Cryptocurrency does come with several risks as well. When it comes to Integrity, Authenticity and genuineness of people and assets involved. We can categorize them under different types like regulatory, security, fraud and market risk to name a few.

  • Regulatory Risks: Bitcoin and its uses are restricted by Governments at present. Since Bitcoin is a decentralized currency it gives a head to head competition to traditional currency. Such a currency would not make any Government comfortable.

    Secondly, there are loads of questions that need to be answered while drafting a legal framework for its circulation and use. It falls in a grey area. Due to the complexity of underlying technology Governments are still taking time to accept it as a legal mode for financial transactions.

  • Security Risks: Since the currency is digital in nature it is vulnerable. As a result, it is easy for hackers to steal Bitcoins from improperly protected crypto wallets. This is one of the leading reasons why most of us are apprehensive about investing in Bitcoin. Though, there are highly efficient ways to protect digital wallets these days still the risk cannot be ignored.

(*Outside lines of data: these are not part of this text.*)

Issue #1651, opened 2023-11-23
bug: extension attempts to create a new buffer for the editor when the buffer for the editor already exists


archilkarchava:
### Did you check docs and existing issues?

- [X] I have read all the vscode-neovim docs
- [X] I have searched the existing issues of vscode-neovim
- [X] I can reproduce the issue with an empty init.vim/init.lua and no other vscode extensions (when applicable)

### Neovim version (nvim -v)

0.9.4

### Operating system/version

MacOS 14.1.1

### Describe the bug

"nvim_buf_set_name: Failed to rename buffer" error is shown when selecting an item from the reference search list.
It happens because VS Code creates an editor twice.
First, a new editor is created when the file is opened but the reference hasn't been selected yet. The extension will create a neovim buffer by calling `nvim_buf_set_name` with the following arguments `[bufId, BUFFER_NAME_PREFIX + document.uri.toString()]`
After a reference is selected VS Code will dispose of the existing editor for the file and create a new one. The extension will first create a new buffer and will call the `nvim_buf_set_name` with the same arguments which will result in the "nvim_buf_set_name: Failed to rename buffer" error and only then the buffer for the disposed editor will be removed.

### Steps To Reproduce

1. Open a multi-file code base that has references.
2. Select a function/class that is referenced in multiple files and press "Shift+f12".
3. Focus a reference in a list without pressing enter in a file that was not opened since the extension was initialized to make sure that the new buffer will be created for the editor.
4. Press "Enter" to select a reference.

https://github.com/vscode-neovim/vscode-neovim/assets/16840190/f8188db1-2e18-4eab-9422-21c6a02a7fba

### Expected Behavior

The reference search is closed and a new neovim buffer is created for the editor with the name set to `BUFFER_NAME_PREFIX + document.uri.toString()`

stimw:
get this problem again...

uduse:
I still bump into this problem very often. @stimw did you try something to fix it?

stimw:
> I still bump into this problem very often. @stimw did you try something to fix it?

I found that I changed the name of the nvim configuration file, but did not synchronize the change in vscode.

PR #1652, opened 2023-11-23
fix(buffer): bufname conflict when creating a new buffer

archilkarchava:
Remove buffers for disposed editors before creating new buffers to avoid naming conflicts.

Fixes https://github.com/vscode-neovim/vscode-neovim/issues/1651

### Before the fix
https://github.com/vscode-neovim/vscode-neovim/assets/16840190/f8188db1-2e18-4eab-9422-21c6a02a7fba

### After the fix
https://github.com/vscode-neovim/vscode-neovim/assets/16840190/3bef4d45-a0fa-4b5e-a9bd-bfce1b606c9f

### DIFF
--- a/src/buffer_manager.ts
+++ b/src/buffer_manager.ts
@@ -463,6 +463,29 @@ export class BufferManager implements Disposable {
         // store in copy, just in case
         const currentVisibleEditors = [...window.visibleTextEditors];
 
+        logger.debug(`Clean up windows and buffers`);
+        const unusedWindows: number[] = [];
+        const unusedBuffers: number[] = [];
+        // close windows
+        [...this.textEditorToWinId.entries()].forEach(([editor, winId]) => {
+            if (!currentVisibleEditors.includes(editor)) {
+                logger.debug(`Editor viewColumn: ${editor.viewColumn}, winId: ${winId}, closing`);
+                this.textEditorToWinId.delete(editor);
+                this.winIdToEditor.delete(winId);
+                unusedWindows.push(winId);
+            }
+        });
+        // delete buffers
+        [...this.textDocumentToBufferId.entries()].forEach(([document, bufId]) => {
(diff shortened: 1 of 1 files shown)


xiyaowong (approved):

xiyaowong:
nice, I also encountered this error recently

xiyaowong:
Tested, it works.

fiddler:
This seems to break <c-^> - so jumping between the two last open buffers stopped working after installing 1.1.4. Installing 1.1.3 makes <c-^> work again normally. However, I'm not sure if it's related to my setup. I've configured it with `nnoremap <Leader><Leader> <c-^>` in my init.vim. Does this happen for you guys as well?

xiyaowong:
@fiddler You mean <C-^> was normal before?

fiddler:
Yup! It works for me on 1.1.3, but after updating to 1.1.4, it no longer works. It looks like it jumps inside the buffer instead of jumping to the other buffer - see the attached video.

https://github.com/vscode-neovim/vscode-neovim/assets/477113/5e591155-8984-4aac-929b-f34947a29210

PS. I noticed that directly using <c-^> in my VS Code does not work at all, but using it via the `nnoremap <Leader><Leader> <c-^>` binding works fine on 1.1.3 as shown in the video.

xiyaowong:
Not sure. From the internal implementation of vscode-neovim(The management and switching of window and buffer should be performed by vscode), C-^ should not work properly. It was a coincidence that it worked normally before.

---

Possibly relevant code:
https://github.com/vscode-neovim/vscode-neovim/blob/50e3692ec40fe9edb42f6bef02f5de23dfe607f0/vim/vscode-neovim.vim#L101
https://github.com/vscode-neovim/vscode-neovim/blob/50e3692ec40fe9edb42f6bef02f5de23dfe607f0/src/buffer_manager.ts#L306-L310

  • Fraud Risks: There are several Ponzi get rich schemes that lure new investors. Unfortunately, many unaware investors fall bait to such schemes thereby losing their money. Many so-called investment experts have approached me during my investing journey. I have come across schemes assuring me to double, triple or quadruple my returns. Such schemes sound very attractive but are just modes of cheating novice investors.

    I remember one of the instances when I was randomly added to a WhatsApp group. Participants in the group kept trading Bitcoin and many would share screenshots of getting hourly returns using certain investment portals. Had it been such a cakewalk, everyone would leave their normal work and start trading like them to earn hourly profits.

  • Market Risks: Bitcoin prices are inherently volatile. Certainly more volatile than the prices of stocks or shares. On the flip side, due to this high volatility & risk, the returns are also high and quick.

    Bitcoin was valued at $1 when it was introduced in 2009-10. In 2021 the value touched $64,895 (all-time high). Imagine you invested a mere $100 in 2009 in Bitcoin. At its peak, it would have become a staggering $6,489,500. You, my friend, would have become a millionaire with $100 without working and just HODLING this asset.

Conclusion

It is pretty explanatory that investment in Bitcoin has risks associated with it, especially the volatility which is inherent. There are risks of fraud, theft, regulations etc. However, if you dive deeper into the technology it becomes quite clear that it’s a technology of the future. A revolution like E-Commerce created giants like Amazon. Cryptocurrency has already created many billionaires and there are a lot more to come. It is apparent that sensible investment in this asset can help you get exceptional rewards.